=== Section Start ===

PR #2115, opened 2026-09-10
[MOB-1863] Remove the awaiting-confirmation label from sent transactions

Chlup:
Linear: MOB-1863 (part of MOB-1848).

## What

Removes the app-side change that showed a sent, unmined transaction as "Sent · awaiting confirmation" once a server had accepted it. This is the exact inverse of 81b2d0c9:

- `TransactionState` loses the `isAcceptedBySubmitter` flag; a `.sending` row reads "Sending" until it is mined, as it did before.
- The live synchronizer mapping no longer asks the SDK for a transaction's submission status when it maps a `.sending` row.
- The two localized strings (en, es) and the three label tests are removed.
- The Unreleased changelog bullet for the label is removed; nothing about it ever shipped.

## Why

The label was not a requested change. The SDK's `transactionSubmissionStatus(for:)` API (MOB-1851) is untouched and simply unused by the app now.

## Test plan

- Build for testing succeeds (the generated string accessor for the removed entry disappears with it).
- `TransactionStateTests` is back to its pre-change set, including the test that a `.sending` row shows "Sending"; the Root transaction suites pass.
- Manual: with a wallet that has a just-sent transaction, the Activity row shows "Sending" until the transaction is mined; no "awaiting confirmation" text anywhere.

### DIFF
--- a/CHANGELOG.md
+++ b/CHANGELOG.md
@@ -14,7 +14,6 @@ tooling, CI, tests, and internal refactors are deliberately not listed.
 ### Changed
 
 - [MOB-1858] Sending no longer waits behind unrelated network work. Preparing a payment now runs alongside other activity instead of blocking it, and if the wallet is still busy with something else by the time it's ready to broadcast, the transaction is shown as pending and submitted automatically in the background instead of being reported as a failure.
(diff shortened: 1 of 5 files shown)


LukasKorba (approved):
ACK

Issue #2112, opened 2026-09-10
App start can sit on the "hi" screen with no feedback — harden the launch path


LukasKorba:
Field reports of Zodl "stuck on the hi splash" (a teammate on a TestFlight build; Lukas on 3.12.1 (1) testnet saw 6–8 s of "hi" before the Face ID bubble). Investigated 2026-09-10: **not a regression from the MOB-1848 merge** — every shipped build through 3.12.0 predates that stack, and a post-merge build launches fine on device. The launch path has several connected weaknesses that together turn a slow moment into an apparent hang. One fix, one PR.

### What the code does today (`RootInitialization.swift`)

- Before init completes the destination is `.welcome` — `WelcomeView` **is** the "hi" logo. No feedback, no animation, no watchdog. Any slow or hung step is pixel-identical to a stuck splash.
- `.home` is dispatched ~0.5 s after launch, but Face ID is requested only by `SplashManager`, which exists only inside `.overlayedWithSplash` on post-welcome destinations. So if the main thread can't paint HomeView, the Face ID prompt is delayed with it.
- The launch reducers do synchronous main-thread work before their `.run`s: `walletStorage.exportWallet()` **four times** (`areKeysPresent`, `initializeSDK`, `checkBackupPhraseValidation`, `resolveMetadataEncryptionKeys` — each a `SecItemCopyMatching` on a `WhenUnlockedThisDeviceOnly` item) and `mnemonic.toSeed()` twice. Instant on a simulator; on a phone the keychain can stall behind `securityd`, worst right after unlock/reboot.
- `initializationSuccessfullyDone` is gated on `sdkSynchronizer.start()` **returning**. A start that throws is handled; a start that hangs holds "hi" forever. `engine.start/stop` are untimed continuations around synchronous Rust calls.
- `SplashModifier` constructs a `SplashManager` on every body evaluation; its `init` has side effects (starts a 60 Hz `Timer` that retains the manager), `@StateObject` discards only the wrapper, and `finished()` never invalidates its own timer. Leaked timers keep ticking after Home.

### Fix (single PR)

1. Move the keychain reads and seed derivation off the main thread — into the `.run` effects that already exist — and read the wallet once, not four times.
2. Give `WelcomeView` life: run the splash animation there and request Face ID immediately, in parallel with SDK init, instead of only after `.home`.
3. Bound `start()` in the launch path so a hung SDK start surfaces through the existing failure/retry route rather than holding the welcome screen.
[...]

PR #2117, opened 2026-09-10
[MOB-1909] Start the splash once per manager and invalidate its timer when it finishes

LukasKorba:
Refs #2112 (MOB-1909). One of the issue's four items; the rest is deliberately not in this PR — see the end.

## What
`SplashModifier` builds a `SplashManager` on every body evaluation and hands it to `@StateObject`, which keeps only the first. The initializer did the work — prepare the wipe, request Face ID, start a 60 Hz timer — so every re-render of the root view while the splash was up produced an orphan that authenticated and ticked anyway, and `finished()` never invalidated the timer whose block retained the manager for the rest of the session.

Now `init` only stores; `start()`, called from `SplashView.onAppear`, does the work once per manager; `finished()` invalidates the timer and completes once; the authentication task is kept in the existing `task` property. An orphan manager is one allocation that does nothing. The 15-minute re-auth path is unchanged: a foreground that flips `splashAppeared` still gets a fresh view identity, hence a fresh manager and a fresh prompt.

## What the code says about the "stuck on hi" reports (corrections to the issue text)
- A hung `start()` does **not** hold "hi": `.home` is dispatched 0.5 s after the wallet is read, independent of the SDK effect. It leaves Home with dead sync — a different symptom.
- The only way to see "hi" for seconds is a blocked main thread before HomeView's first paint. Which step blocks is unmeasured: two observations, no telemetry.

## Not in this PR, on purpose
- A launch timeline in the log was built and dropped: `walletLogger` is installed only under `#if DEBUG`, so every Release build (production, internal, testnet) logs nothing and the timeline could never reach a field report without changing that policy.
- Keychain/seed derivation off the main thread, hi-screen liveness, early Face ID, a UI-acting start watchdog — all wait for a reproducible case or a policy decision on logging in internal builds.

## History
The branch was force-pushed once: the timeline commit and its review-round commit were dropped, and this commit was rebuilt on `main` without the four `launchTimeline` lines the earlier version carried in `SplashView.swift`. `git range-diff` against the earlier splash commit: `1: 7f285789 ! 1: db05f624` — same patch; the only differences are the removed `launchTimeline` context lines.

## Tests
`SplashManagerTests` (6 — inert `init`, `start()` authenticates once then spins, no auth when the flag is off, failed auth shows retry without spinning, `finished()` invalidates and completes once, hidden manager never starts). A red run against the old type is not possible — it has no `start()` — so the `init` side effects are documented in the diff rather than by a failing test.

Full `zodl-internal` suite on a dedicated simulator: `** TEST SUCCEEDED **` — `━ Test run with 1862 tests in 249 suites passed after 47.139 seconds with 5 known issues.` (the 5 are the pre-existing `withKnownIssue` tests).

### DIFF
--- a/secant/Sources/UIComponents/Overlays/SplashView.swift
+++ b/secant/Sources/UIComponents/Overlays/SplashView.swift
@@ -40,16 +40,22 @@ final class SplashManager: ObservableObject {
         self.isHidden = isHidden
         self.screenSize = UIScreen.main.bounds.size
         self.completion = completion
-        
-        if !isHidden {
-            preparePoints()
-            if featureFlags.appLaunchBiometric {
-                authenticate()
-            } else {
-                Task {
-                    self.spinTheWheel()
-                }
-            }
+    }
+
+    // MOB-1909: `SplashModifier` constructs a manager on every body evaluation and `@StateObject`
+    // keeps only the first, so anything `init` did ran once per re-render — an authentication
+    // request and a 60 Hz timer per orphan. The side effects now live here, run once per manager,
+    // from `SplashView.onAppear`; an orphan is one allocation that does nothing.
+    private var hasStarted = false
+
+    @MainActor func start() {
+        guard !hasStarted, !isHidden else { return }
+        hasStarted = true
+        preparePoints()
+        if featureFlags.appLaunchBiometric {
+            authenticate()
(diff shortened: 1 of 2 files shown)


Chlup (approved):
utACK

=== Section End ===

Goal of the exercise — One stretch of the lines above is wanted, from the line that contains "Linear: MOB-1863 (part of MOB-1848)." through the line that contains "Removes the app-side". Output it exactly.

Output for this exercise —
Linear: MOB-1863 (part of MOB-1848).

## What

Removes the app-side change that showed a sent, unmined transaction as "Sent · awaiting confirmation" once a server had accepted it. This is the exact inverse of 81b2d0c9:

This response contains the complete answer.